Below are entries. Copy exactly the lines running from the line that holds "PR #158, opened 2020-04-07" to the line that holds "Replaces the use", with both ends included.

### Supplied records

════════════════

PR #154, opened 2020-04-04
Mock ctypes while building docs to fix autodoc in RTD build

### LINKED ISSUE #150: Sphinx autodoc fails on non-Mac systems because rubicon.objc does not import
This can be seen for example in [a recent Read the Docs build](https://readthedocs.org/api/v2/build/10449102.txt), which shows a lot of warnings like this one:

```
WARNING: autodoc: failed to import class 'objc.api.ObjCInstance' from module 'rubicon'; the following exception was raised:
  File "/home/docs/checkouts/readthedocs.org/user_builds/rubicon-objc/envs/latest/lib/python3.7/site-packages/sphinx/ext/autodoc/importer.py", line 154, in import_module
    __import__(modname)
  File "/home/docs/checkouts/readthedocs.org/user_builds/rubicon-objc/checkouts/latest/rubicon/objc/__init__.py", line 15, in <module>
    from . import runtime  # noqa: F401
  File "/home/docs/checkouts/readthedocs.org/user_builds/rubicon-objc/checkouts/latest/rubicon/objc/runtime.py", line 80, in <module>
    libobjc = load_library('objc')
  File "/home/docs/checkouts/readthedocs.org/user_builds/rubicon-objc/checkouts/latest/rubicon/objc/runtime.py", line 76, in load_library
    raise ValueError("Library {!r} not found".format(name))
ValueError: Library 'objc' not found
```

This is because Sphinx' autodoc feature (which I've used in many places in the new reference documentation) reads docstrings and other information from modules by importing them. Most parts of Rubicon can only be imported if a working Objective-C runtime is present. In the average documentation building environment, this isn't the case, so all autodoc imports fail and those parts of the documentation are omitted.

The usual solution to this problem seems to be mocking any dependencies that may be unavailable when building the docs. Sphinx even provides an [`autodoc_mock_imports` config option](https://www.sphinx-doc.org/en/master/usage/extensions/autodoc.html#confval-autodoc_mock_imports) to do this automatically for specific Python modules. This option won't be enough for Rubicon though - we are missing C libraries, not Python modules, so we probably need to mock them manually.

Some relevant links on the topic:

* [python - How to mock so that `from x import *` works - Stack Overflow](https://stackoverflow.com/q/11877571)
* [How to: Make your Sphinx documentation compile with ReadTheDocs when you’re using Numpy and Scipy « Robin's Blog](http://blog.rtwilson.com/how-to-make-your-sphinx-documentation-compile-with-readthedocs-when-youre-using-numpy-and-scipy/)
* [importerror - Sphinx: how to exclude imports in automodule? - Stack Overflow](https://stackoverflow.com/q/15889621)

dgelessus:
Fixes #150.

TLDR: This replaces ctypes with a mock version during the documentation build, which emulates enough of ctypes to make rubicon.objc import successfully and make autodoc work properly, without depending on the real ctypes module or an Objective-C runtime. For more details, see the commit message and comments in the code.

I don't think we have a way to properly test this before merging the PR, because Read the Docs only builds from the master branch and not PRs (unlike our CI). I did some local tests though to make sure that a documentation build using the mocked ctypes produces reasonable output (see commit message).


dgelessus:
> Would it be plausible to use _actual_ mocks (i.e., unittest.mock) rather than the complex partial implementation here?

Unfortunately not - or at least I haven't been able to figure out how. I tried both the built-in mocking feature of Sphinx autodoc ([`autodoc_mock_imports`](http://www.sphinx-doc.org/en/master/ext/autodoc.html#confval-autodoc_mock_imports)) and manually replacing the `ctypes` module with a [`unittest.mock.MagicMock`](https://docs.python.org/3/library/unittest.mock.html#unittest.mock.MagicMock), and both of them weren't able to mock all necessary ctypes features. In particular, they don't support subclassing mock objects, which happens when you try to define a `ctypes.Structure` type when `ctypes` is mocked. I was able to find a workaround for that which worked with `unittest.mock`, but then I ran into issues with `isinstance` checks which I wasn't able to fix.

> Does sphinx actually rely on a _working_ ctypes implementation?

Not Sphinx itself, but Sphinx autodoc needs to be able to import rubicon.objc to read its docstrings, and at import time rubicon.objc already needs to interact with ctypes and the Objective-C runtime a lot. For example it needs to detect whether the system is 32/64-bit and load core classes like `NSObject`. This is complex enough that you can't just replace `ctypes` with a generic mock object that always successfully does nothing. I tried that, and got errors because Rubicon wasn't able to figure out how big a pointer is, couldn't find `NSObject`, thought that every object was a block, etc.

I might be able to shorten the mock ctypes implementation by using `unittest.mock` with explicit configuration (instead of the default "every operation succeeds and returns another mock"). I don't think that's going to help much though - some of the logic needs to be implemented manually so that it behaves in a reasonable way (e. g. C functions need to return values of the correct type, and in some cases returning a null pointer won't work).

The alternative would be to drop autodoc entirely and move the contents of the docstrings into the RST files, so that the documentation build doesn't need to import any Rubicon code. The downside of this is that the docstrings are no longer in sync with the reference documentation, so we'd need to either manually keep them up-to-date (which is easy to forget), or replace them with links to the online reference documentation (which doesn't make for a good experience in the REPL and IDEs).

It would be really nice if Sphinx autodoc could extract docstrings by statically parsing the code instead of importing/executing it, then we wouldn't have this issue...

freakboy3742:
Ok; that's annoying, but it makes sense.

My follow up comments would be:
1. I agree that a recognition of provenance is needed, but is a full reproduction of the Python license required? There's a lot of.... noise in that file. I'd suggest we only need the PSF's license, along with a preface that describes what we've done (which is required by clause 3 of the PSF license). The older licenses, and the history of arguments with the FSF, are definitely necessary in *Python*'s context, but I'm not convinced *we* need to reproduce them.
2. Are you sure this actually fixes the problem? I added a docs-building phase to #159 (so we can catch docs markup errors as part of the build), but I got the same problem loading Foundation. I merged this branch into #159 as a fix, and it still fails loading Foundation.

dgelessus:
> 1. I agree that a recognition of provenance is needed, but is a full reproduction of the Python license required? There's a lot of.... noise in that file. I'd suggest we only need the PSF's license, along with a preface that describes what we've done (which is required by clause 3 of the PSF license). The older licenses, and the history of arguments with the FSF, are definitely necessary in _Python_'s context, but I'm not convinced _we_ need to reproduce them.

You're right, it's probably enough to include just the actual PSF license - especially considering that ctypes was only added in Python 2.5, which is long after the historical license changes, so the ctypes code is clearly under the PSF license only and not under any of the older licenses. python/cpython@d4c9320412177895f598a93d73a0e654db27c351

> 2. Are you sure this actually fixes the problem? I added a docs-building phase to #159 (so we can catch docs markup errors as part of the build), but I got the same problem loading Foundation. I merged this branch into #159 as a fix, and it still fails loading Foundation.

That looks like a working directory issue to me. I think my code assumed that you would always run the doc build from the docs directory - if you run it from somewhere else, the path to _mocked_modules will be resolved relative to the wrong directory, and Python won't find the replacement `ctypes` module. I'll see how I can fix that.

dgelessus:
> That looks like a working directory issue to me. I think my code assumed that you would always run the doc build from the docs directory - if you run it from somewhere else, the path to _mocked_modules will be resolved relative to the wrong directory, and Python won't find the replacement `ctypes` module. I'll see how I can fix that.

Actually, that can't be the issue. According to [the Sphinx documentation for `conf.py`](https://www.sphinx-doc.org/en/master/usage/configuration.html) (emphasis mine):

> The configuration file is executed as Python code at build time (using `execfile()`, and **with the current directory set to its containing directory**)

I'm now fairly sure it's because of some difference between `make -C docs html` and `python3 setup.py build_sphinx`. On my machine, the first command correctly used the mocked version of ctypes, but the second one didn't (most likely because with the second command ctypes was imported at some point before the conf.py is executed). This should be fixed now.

════════════════

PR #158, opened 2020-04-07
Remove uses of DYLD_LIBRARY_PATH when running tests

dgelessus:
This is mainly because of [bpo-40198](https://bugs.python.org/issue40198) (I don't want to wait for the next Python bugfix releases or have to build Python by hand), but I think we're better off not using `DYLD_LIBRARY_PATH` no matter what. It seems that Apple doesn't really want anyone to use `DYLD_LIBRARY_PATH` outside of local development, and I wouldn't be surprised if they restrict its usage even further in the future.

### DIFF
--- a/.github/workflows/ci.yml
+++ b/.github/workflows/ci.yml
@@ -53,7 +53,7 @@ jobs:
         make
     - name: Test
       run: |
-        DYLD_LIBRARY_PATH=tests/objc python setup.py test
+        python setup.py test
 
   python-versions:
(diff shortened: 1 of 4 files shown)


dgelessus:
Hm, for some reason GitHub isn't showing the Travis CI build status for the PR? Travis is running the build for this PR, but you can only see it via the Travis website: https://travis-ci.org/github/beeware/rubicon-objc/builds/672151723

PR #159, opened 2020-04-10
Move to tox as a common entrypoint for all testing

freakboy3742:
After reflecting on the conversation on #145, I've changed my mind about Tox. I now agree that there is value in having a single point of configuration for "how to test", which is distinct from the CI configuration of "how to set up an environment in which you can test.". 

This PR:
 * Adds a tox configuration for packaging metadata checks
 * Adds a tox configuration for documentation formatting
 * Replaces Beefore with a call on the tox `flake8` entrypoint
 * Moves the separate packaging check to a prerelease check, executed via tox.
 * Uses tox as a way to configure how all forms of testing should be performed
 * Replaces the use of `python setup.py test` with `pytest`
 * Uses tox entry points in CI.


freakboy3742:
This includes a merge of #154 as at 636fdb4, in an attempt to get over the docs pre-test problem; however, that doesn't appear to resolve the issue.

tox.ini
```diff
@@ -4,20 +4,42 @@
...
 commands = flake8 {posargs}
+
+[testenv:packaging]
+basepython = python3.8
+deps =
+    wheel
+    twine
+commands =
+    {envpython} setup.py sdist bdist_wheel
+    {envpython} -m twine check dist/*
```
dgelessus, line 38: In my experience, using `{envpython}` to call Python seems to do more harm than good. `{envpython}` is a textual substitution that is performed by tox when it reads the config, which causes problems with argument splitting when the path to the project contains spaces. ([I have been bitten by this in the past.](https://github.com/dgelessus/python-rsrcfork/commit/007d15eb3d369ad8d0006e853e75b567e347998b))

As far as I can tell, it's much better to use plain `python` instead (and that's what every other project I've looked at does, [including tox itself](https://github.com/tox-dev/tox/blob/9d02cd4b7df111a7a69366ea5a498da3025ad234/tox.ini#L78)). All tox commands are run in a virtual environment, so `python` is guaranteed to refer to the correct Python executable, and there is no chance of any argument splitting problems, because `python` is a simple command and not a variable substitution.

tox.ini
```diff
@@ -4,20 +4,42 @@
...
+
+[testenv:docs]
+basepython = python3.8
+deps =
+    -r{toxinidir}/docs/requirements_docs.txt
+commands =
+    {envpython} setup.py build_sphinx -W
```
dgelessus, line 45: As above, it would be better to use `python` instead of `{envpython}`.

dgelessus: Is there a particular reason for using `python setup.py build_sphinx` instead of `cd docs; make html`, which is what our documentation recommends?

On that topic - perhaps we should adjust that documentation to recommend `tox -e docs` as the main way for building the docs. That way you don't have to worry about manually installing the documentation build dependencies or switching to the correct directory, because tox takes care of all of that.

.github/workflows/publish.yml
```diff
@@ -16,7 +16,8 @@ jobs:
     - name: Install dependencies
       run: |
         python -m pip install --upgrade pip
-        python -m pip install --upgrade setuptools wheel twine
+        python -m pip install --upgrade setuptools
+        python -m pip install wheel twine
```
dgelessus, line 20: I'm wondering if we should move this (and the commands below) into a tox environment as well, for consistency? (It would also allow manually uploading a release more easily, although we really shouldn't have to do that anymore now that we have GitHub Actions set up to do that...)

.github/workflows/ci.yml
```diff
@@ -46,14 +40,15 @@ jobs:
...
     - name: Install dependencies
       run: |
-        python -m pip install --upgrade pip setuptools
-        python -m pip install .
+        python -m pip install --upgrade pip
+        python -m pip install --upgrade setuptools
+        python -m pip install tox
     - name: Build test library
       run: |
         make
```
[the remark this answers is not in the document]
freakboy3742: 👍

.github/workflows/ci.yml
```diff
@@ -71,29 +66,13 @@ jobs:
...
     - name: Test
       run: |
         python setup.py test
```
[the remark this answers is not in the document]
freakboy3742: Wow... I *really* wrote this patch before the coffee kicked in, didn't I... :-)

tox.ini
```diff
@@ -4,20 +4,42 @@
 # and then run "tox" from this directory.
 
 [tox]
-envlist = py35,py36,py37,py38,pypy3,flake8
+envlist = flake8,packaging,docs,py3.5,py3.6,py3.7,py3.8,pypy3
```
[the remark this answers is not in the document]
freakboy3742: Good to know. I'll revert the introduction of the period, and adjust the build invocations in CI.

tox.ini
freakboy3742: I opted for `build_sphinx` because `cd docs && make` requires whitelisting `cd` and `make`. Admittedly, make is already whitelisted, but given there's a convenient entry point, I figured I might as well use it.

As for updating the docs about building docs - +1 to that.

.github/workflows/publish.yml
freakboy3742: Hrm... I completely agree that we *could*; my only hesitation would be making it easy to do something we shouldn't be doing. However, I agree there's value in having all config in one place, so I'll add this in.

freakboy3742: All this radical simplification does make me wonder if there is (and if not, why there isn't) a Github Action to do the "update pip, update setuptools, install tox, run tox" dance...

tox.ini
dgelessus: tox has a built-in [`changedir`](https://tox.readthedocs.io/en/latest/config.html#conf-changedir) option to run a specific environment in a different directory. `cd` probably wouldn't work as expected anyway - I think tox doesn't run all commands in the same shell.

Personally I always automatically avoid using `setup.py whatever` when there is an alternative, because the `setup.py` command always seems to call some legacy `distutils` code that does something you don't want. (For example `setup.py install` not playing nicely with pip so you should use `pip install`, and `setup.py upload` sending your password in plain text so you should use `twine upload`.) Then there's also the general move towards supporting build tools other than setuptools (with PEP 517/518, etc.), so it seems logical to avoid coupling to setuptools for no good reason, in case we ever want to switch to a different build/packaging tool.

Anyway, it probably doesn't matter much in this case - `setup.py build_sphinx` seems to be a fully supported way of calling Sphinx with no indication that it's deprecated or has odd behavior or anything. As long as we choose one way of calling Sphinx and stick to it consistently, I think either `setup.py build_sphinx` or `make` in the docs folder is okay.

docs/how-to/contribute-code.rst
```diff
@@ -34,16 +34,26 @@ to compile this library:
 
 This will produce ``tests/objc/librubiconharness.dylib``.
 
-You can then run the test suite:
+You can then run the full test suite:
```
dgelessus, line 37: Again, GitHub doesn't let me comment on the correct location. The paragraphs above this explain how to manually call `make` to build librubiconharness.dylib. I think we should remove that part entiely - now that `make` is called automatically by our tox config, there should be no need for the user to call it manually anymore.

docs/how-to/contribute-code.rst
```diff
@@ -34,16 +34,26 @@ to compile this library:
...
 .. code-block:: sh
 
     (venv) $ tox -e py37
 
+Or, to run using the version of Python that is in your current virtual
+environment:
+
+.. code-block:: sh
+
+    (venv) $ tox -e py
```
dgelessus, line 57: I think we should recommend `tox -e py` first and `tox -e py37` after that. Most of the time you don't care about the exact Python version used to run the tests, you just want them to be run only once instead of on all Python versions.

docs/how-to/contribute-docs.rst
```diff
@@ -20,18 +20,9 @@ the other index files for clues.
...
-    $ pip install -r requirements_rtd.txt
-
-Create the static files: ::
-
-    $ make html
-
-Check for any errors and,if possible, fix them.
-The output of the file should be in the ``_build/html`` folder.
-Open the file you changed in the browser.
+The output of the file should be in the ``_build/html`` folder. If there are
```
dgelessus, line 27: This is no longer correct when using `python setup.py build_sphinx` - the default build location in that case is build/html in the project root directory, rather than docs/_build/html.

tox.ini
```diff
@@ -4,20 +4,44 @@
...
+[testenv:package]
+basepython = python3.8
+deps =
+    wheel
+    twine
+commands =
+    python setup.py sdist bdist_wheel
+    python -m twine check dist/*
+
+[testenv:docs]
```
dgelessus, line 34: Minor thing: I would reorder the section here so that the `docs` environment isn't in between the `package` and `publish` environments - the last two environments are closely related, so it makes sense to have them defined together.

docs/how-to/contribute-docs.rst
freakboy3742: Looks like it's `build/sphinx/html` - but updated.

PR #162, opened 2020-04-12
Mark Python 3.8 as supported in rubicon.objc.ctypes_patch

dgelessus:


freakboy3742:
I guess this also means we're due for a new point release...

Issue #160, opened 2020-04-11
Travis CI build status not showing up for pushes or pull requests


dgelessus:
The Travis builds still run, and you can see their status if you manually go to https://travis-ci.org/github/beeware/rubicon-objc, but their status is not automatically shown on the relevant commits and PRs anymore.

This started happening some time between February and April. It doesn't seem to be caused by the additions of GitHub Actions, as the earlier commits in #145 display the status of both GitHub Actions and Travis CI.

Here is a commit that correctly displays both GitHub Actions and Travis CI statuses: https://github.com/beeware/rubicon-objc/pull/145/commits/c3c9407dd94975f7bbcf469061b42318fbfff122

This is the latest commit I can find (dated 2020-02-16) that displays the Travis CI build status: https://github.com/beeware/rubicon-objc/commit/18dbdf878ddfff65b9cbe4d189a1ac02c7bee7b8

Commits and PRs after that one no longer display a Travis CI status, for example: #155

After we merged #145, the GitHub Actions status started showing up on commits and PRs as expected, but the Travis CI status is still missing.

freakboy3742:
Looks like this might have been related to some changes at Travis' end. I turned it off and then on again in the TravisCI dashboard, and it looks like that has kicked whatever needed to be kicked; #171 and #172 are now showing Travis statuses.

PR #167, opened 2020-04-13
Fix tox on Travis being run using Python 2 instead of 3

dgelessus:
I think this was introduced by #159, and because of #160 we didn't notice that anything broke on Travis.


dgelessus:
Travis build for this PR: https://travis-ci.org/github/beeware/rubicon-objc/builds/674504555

════════════════

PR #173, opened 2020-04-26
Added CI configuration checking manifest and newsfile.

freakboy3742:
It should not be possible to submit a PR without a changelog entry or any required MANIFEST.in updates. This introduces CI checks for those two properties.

════════════════

### Answer
PR #158, opened 2020-04-07
Remove uses of DYLD_LIBRARY_PATH when running tests

dgelessus:
This is mainly because of [bpo-40198](https://bugs.python.org/issue40198) (I don't want to wait for the next Python bugfix releases or have to build Python by hand), but I think we're better off not using `DYLD_LIBRARY_PATH` no matter what. It seems that Apple doesn't really want anyone to use `DYLD_LIBRARY_PATH` outside of local development, and I wouldn't be surprised if they restrict its usage even further in the future.

### DIFF
--- a/.github/workflows/ci.yml
+++ b/.github/workflows/ci.yml
@@ -53,7 +53,7 @@ jobs:
         make
     - name: Test
       run: |
-        DYLD_LIBRARY_PATH=tests/objc python setup.py test
+        python setup.py test
 
   python-versions:
(diff shortened: 1 of 4 files shown)


dgelessus:
Hm, for some reason GitHub isn't showing the Travis CI build status for the PR? Travis is running the build for this PR, but you can only see it via the Travis website: https://travis-ci.org/github/beeware/rubicon-objc/builds/672151723

PR #159, opened 2020-04-10
Move to tox as a common entrypoint for all testing

freakboy3742:
After reflecting on the conversation on #145, I've changed my mind about Tox. I now agree that there is value in having a single point of configuration for "how to test", which is distinct from the CI configuration of "how to set up an environment in which you can test.". 

This PR:
 * Adds a tox configuration for packaging metadata checks
 * Adds a tox configuration for documentation formatting
 * Replaces Beefore with a call on the tox `flake8` entrypoint
 * Moves the separate packaging check to a prerelease check, executed via tox.
 * Uses tox as a way to configure how all forms of testing should be performed
 * Replaces the use of `python setup.py test` with `pytest`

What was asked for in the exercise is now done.